PR #514, opened 2023-04-12
[improve][doc] Add explanations and illustrations for failover

Anonymitaet:
This PR adds docs  for https://github.com/apache/pulsar/pull/19502

- [x] `doc` 

Ping @D-2-Ed for editorial review, thanks!


Anonymitaet:
All previews look good:

image

image

image

Anonymitaet:
For reviewers: the images look a little large, but it seems that the "Docusaurus markdown" does not support image size customization, and the default image size is displayed. 

I've tried HTML syntax, but it fails to render since New Docusaurus does not support HTML (while it used to). Its official doc indicates that "use markdown rather than HTML as much as possible".

So let's use these images now. I'll resize them once there's a feasible solution.

Anonymitaet:
@codelipenghui thanks for your technical guidance! Could you please help review this PR?

docs/concepts-messaging.md
```diff
@@ -515,16 +515,64 @@ Exclusive is the default subscription type.
...
 
-* For partitioned topics, the broker will sort consumers by priority level and lexicographical order of consumer name. The broker will try to evenly assign partitions to consumers with the highest priority level.
-* For non-partitioned topics, the broker will pick consumers in the order they subscribe to the non-partitioned topics.
+A master consumer is picked for a non-partitioned topic or each partition of a partitioned topic and receives messages. 
 
-For example, a partitioned topic has 3 partitions, and 15 consumers. Each partition will have 1 active consumer and 4 stand-by consumers.
+When the master consumer disconnects, all (non-acknowledged and subsequent) messages are delivered to the next consumer in line.
 
-In the diagram below, **Consumer A** is the master consumer while **Consumer B** would be the next consumer in line to receive messages if **Consumer A** is disconnected.
+##### Failover | Partitioned topics
```
Anonymitaet, line 524: For reviewers: 

To improve legibility and readability, I add `|` in 2 headings because 4-level headings and 5-leave headings look the same size on the webpage (this is a Docusarus limitation).

docs/concepts-messaging.md
```diff
@@ -515,16 +515,64 @@ Exclusive is the default subscription type.
...
+  
+  Each partition has 1 active consumer and 1 stand-by consumer. 
+  
+    - For p0, Consumer A is the master consumer, while Consumer B would be the next consumer in line to receive messages if Consumer A is disconnected.
+
+    - For p1, Consumer C is the master consumer, while Consumer D would be the next consumer in line to receive messages if Consumer C is disconnected.
+
+  ![Failover subscriptions](/assets/pulsar-failover-subscriptions-4.svg)
+
+- If the number of a partitioned topic is **greater** than the number of consumers:
```
momo-jun, line 544:
```suggestion
- If the number of partitions in a partitioned topic is **greater** than the number of consumers:
```
The `equal` scenario is missed here and needs to be clarified.

docs/concepts-messaging.md
```diff
@@ -515,16 +515,64 @@ Exclusive is the default subscription type.
...
+##### Failover | Partitioned topics
 
-![Failover subscriptions](/assets/pulsar-failover-subscriptions.svg)
+For partitioned topics, the broker sorts consumers by priority level and lexicographical order of consumer name. 
+
+The broker tries to evenly assign partitions to consumers with the highest priority level. 
+
+A consumer is selected by running a module operation `mod (partition index, consumer index)`.
+
+- If the number of a partitioned topic is **less** than the number of consumers:
```
momo-jun, line 532:
```suggestion
- If the number of partitions in a partitioned topic is **less** than the number of consumers:
```
Is it what you wanted to convey?

static/assets/pulsar-failover-subscriptions-1.svg
momo-jun, line 1: The lines in the light yellow color are a bit too light to see (kind of blend in the background color).

docs/concepts-messaging.md
Anonymitaet: I do not add `equal` because users can figure it (how consumers are assigned) out quickly because it's easy and obvious. Let me double-check with @codelipenghui.

Anonymitaet: Hi @codelipenghui 

1️⃣ For `equal` scenario, one consumer will be assigned to one partition, right?
e.g., if there are 3 partitions and 3 consumers, then Consumer A is assigned to p0, Consumer B is assigned to p1, and Consumer C is assigned to p2. It's an easy one.

2️⃣ So for the `equal` case, should we add an example and illustration for it? (like what we do for `greater` and `less`) 
Does the user know the behavior as stated in 1️⃣? If so, it's redundant to add those since it's easy and obvious.

docs/concepts-messaging.md
Anonymitaet: Oops! Thanks! Updated.

codelipenghui (approved):

static/assets/pulsar-failover-subscriptions-1.svg
Anonymitaet: Agree. In fact, I've tried two kinds of yellow.

Light yellow: it's more aesthetic but hard to recognize. 
Dark yellow: it's ugly but easy to tell.

Previously I chose light yellow because I like beautiful stuff 😝
But just now I updated it to dark yellow to fit into readers' shoes and improve legibility since "usefulness" matters most in this case.

image

Anonymitaet:
@Huanli-Meng Could you please review this PR? Thank you!

docs/concepts-messaging.md
```diff
@@ -515,16 +515,64 @@ Exclusive is the default subscription type.
...
+A master consumer is picked for a non-partitioned topic or each partition of a partitioned topic and receives messages. 
 
-For example, a partitioned topic has 3 partitions, and 15 consumers. Each partition will have 1 active consumer and 4 stand-by consumers.
+When the master consumer disconnects, all (non-acknowledged and subsequent) messages are delivered to the next consumer in line.
 
-In the diagram below, **Consumer A** is the master consumer while **Consumer B** would be the next consumer in line to receive messages if **Consumer A** is disconnected.
+##### Failover | Partitioned topics
 
-![Failover subscriptions](/assets/pulsar-failover-subscriptions.svg)
+For partitioned topics, the broker sorts consumers by priority level and lexicographical order of consumer name.
```
Huanli-Meng, line 526:
```suggestion
For partitioned topics, the broker sorts consumers by priority and lexicographical order of consumer name. 
```

docs/concepts-messaging.md
```diff
@@ -515,16 +515,64 @@ Exclusive is the default subscription type.
...
-For example, a partitioned topic has 3 partitions, and 15 consumers. Each partition will have 1 active consumer and 4 stand-by consumers.
+When the master consumer disconnects, all (non-acknowledged and subsequent) messages are delivered to the next consumer in line.
 
-In the diagram below, **Consumer A** is the master consumer while **Consumer B** would be the next consumer in line to receive messages if **Consumer A** is disconnected.
+##### Failover | Partitioned topics
 
-![Failover subscriptions](/assets/pulsar-failover-subscriptions.svg)
+For partitioned topics, the broker sorts consumers by priority level and lexicographical order of consumer name. 
+
+The broker tries to evenly assign partitions to consumers with the highest priority level.
```
Huanli-Meng, line 528: I would suggest to use "priority" rather than priority level.

docs/concepts-messaging.md
momo-jun: Oh, I missed the following statement but paid attention to the two IF conditions. Maybe adding a descriptive example starting with `-` would be good enough to show all the three conditions. 

> The broker tries to evenly assign partitions to consumers with the highest priority level.

momo-jun (approved):

docs/concepts-messaging.md
```diff
@@ -515,16 +515,64 @@ Exclusive is the default subscription type.
...
+  
+    - For p0, Consumer A is the master consumer, while Consumer B would be the next consumer in line to receive messages if Consumer A is disconnected.
+
+    - For p1, Consumer C is the master consumer, while Consumer D would be the next consumer in line to receive messages if Consumer C is disconnected.
+
+  ![Failover subscriptions](/assets/pulsar-failover-subscriptions-4.svg)
+
+- If the number of partitions in a partitioned topic is **greater** than the number of consumers:
+  
+  For example, in the diagram below, this partitioned topic has 9 partitions and 3 consumers.
```
Huanli-Meng, line 546: Out of curiosity, in this case, each partition has one consumer, so how to realize failover?

docs/concepts-messaging.md
```diff
@@ -515,16 +515,64 @@ Exclusive is the default subscription type.
...
+
+    - For p1, Consumer C is the master consumer, while Consumer D would be the next consumer in line to receive messages if Consumer C is disconnected.
+
+  ![Failover subscriptions](/assets/pulsar-failover-subscriptions-4.svg)
+
+- If the number of partitions in a partitioned topic is **greater** than the number of consumers:
+  
+  For example, in the diagram below, this partitioned topic has 9 partitions and 3 consumers. 
+  
+  - p0, p3, and p6 are assigned to consumer A.
```
Huanli-Meng, line 548: consumer A or Consumer A, should keep consistent through the whole doc

docs/concepts-messaging.md
```diff
@@ -515,16 +515,64 @@ Exclusive is the default subscription type.
...
+  
+  Consumer A is the master consumer, while Consumer B would be the next consumer in line to receive messages if Consumer A is disconnected.
+
+  ![Failover subscriptions](/assets/pulsar-failover-subscriptions-2.svg)
+
+- If there are multiple non-partitioned topics, a consumer is selected based on **consumer name hash** and **topic name hash**. The client uses the same consumer name to subscribe to all the topics.
+
+  For example, in the diagram below, there are 4 non-partitioned topics and 2 consumers. 
+  
+  - The non-partitioned topic 1 and non-partitioned topic 4 are assigned to Consumer B.
```
Huanli-Meng, line 571: I think we can remove "non-partitioned" as you have said in the leading sentence.

Huanli-Meng (commented):
Some minor comments. PTAL

docs/concepts-messaging.md
Anonymitaet: Oops! I choose lowercase and keep them consistent. Updated.

docs/concepts-messaging.md
Anonymitaet: I prefer to keep it to make the info more clear (it's not a redundancy)

docs/concepts-messaging.md
Anonymitaet: Agree. Updated.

• _What you are asked to do_
Looking at the entries above, work out how many lines contain the word "missed", then reply with only that figure.

• _Output of the task_
2